So i'm studying compiler construction for an exam , but there seems something i can't understand.
Let's assume the following set of terminals:
T = {:, *, =, (, ), <, >, {, }, [a..z], [0..9]}
And the set of accepted tokens (l
points to a letter , and d
points to a digit):
A = { l(l|d)* , (d)+ , { (anything)* } , : , := , < , <= , <> , > , >= , ( , (* , * , *) }
Here's the state transition diagram:
Now i understand that state number 20 needs backtracking because:
(
might come , but it might be followed by a *
.:
might come , but it might be followed by a =
.<
might come , but it might be followed by a =
or >
.>
might come , but it might be followed by a =
.But what about states 3 , 5 , and 11 ? , why do we need to backtrack them ?.

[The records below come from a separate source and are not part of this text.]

PR #2164, opened 2026-08-24
fix(runtime): preserve empty property strings

### LINKED ISSUE #1995: kg: update response echo omits property keys set to empty string, reading as deleted
Setting a property to an empty string via `update(id=..., properties={"summary": ""})` succeeds — a subsequent `get()` shows `summary: ""` — but the update call's own response echo returns `properties` without the `summary` key at all, which reads as the key having been deleted.

`update` cannot delete a property key (documented, fine), but its response renders the result as though it had. A caller who verifies their write from the response — the natural pattern, since the response is right there — concludes the opposite of the truth.

Fix either direction: render falsy values in the echo, or omit `properties` from the echo entirely so absence cannot be read as deletion. The former keeps the echo useful for verification.

ohdearquant:
## Summary

- preserve empty strings nested inside caller-owned `properties` during Agent presentation
- retain existing empty-field compaction for response metadata outside `properties`
- cover update echo and subsequent get readback with a regression test

## Verification

- `cargo clippy -p khive-runtime --all-targets -- -D warnings`
- `cargo clippy -p khive-pack-kg --all-targets -- -D warnings`
- `cargo test -p khive-pack-kg`
- `cargo test -p khive-runtime --lib`
- regression: `update_empty_string_property_survives_agent_echo_and_readback`

Fixes #1995

### DIFF
--- a/crates/khive-pack-kg/tests/integration.rs
+++ b/crates/khive-pack-kg/tests/integration.rs
@@ -7,6 +7,7 @@
 use async_trait::async_trait;
 use khive_pack_kg::KgPack;
 use khive_runtime::pack::{HandlerDef, PackRuntime};
+use khive_runtime::presentation::{present, PresentationMode};
 use khive_runtime::{
     arm_prefix_resolve_fail_scoped, EntityCreateSpec, KhiveRuntime, Namespace, NamespaceToken,
     ParamDef, RuntimeError, VerbCategory, VerbRegistry, VerbRegistryBuilder, VerifiedActor,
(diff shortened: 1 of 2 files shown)


ohdearquant (commented):

Verdict on head 5745213c6e13ce4361d414597f13c75172029c21: REQUEST-CHANGES, 1 blocking finding. Finding details are delivered to the review's recipients rather than posted here. Do not merge this head while blocking findings are outstanding; a pipeline comment on a newer head supersedes this one.

ohdearquant:
Closing — the behaviour fix landed in #2211.

The regression test from this branch is preserved in #2275, re-cut against current main. The branch is retained.

PR #2169, opened 2026-08-24
fix(kg-editor): preserve showcase navigation state

### LINKED ISSUE #2034: kg-editor: view switches lose scroll and panel state; unknown view params coerce silently
Observed in the repository showcase (khive bundle).

**Symptom.**
1. Switching views (sidebar) scrolls the page back to the top hero, forcing a full re-scroll to the content on every switch.
2. After a view switch, the graph panel resets to the repository root while the URL still carries the previous `module=` parameter — panel state and URL state diverge. (Cold-load deep-link restore handles the same URL correctly.)
3. An unknown `view=` value silently coerces to the default view with no notice.

**Expected.** View switches preserve scroll position (or scroll to the view's own heading); panel state stays consistent with URL parameters after in-page navigation; unrecognized `view=` values either surface a notice or drop the parameter from the URL.

ohdearquant:
## Summary

- route sidebar view changes through the existing analysis focus-and-scroll path
- preserve structure-graph subtree and node selection across view switches
- align explicit module navigation and history restoration with graph state while leaving the implicit repository overview at the root
- retain the existing unknown-view repair notice and canonicalize only explicit module parameters

## Verification

- focused RED/GREEN regressions for view-navigation scroll and module restoration
- `npm run lint`
- `npm run typecheck`
- `npm test` (20 token-contract tests and 289 Vitest tests)
- `git diff --check`

Fixes #2034

### DIFF
--- a/apps/kg-editor/src/components/showcase/repo-showcase.test.tsx
+++ b/apps/kg-editor/src/components/showcase/repo-showcase.test.tsx
@@ -405,6 +405,64 @@ describe("repository showcase", () => {
     expect(scrollIntoView).toHaveBeenCalledOnce();
   });
 
+  it("moves focus and scroll position to an analysis selected from the view navigation", async () => {
+    const bundle = golden();
+    const user = userEvent.setup();
+    const scrollIntoView = vi.fn();
+    Object.defineProperty(HTMLElement.prototype, "scrollIntoView", {
+      configurable: true,
+      value: scrollIntoView,
+    });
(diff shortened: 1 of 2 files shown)


ohdearquant:
Parking this one: the kg-editor view-state work is not on an active lane right now. The branch `codex/kg-editor-view-state-2034` is preserved unchanged and this will be re-cut against main the next time kg-editor is worked on. Closing to keep the open-PR set to what is actually moving.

It looks like "backtracking" here means you've read a character, but you haven't consumed it. So for state 3 we've consumed a l
and maybe some l
and d
, and then we get some character that is neither; that character terminates the l(l|d)*
rule, but then still needs to be processed.
Contrast that with state 7 where we read a }
character to terminate the rule, and we've used up the }
so we don't need to "backtrack."
This explanation is consistent with states 3, 5, and 20, but I don't get why 11 needs to backtrack.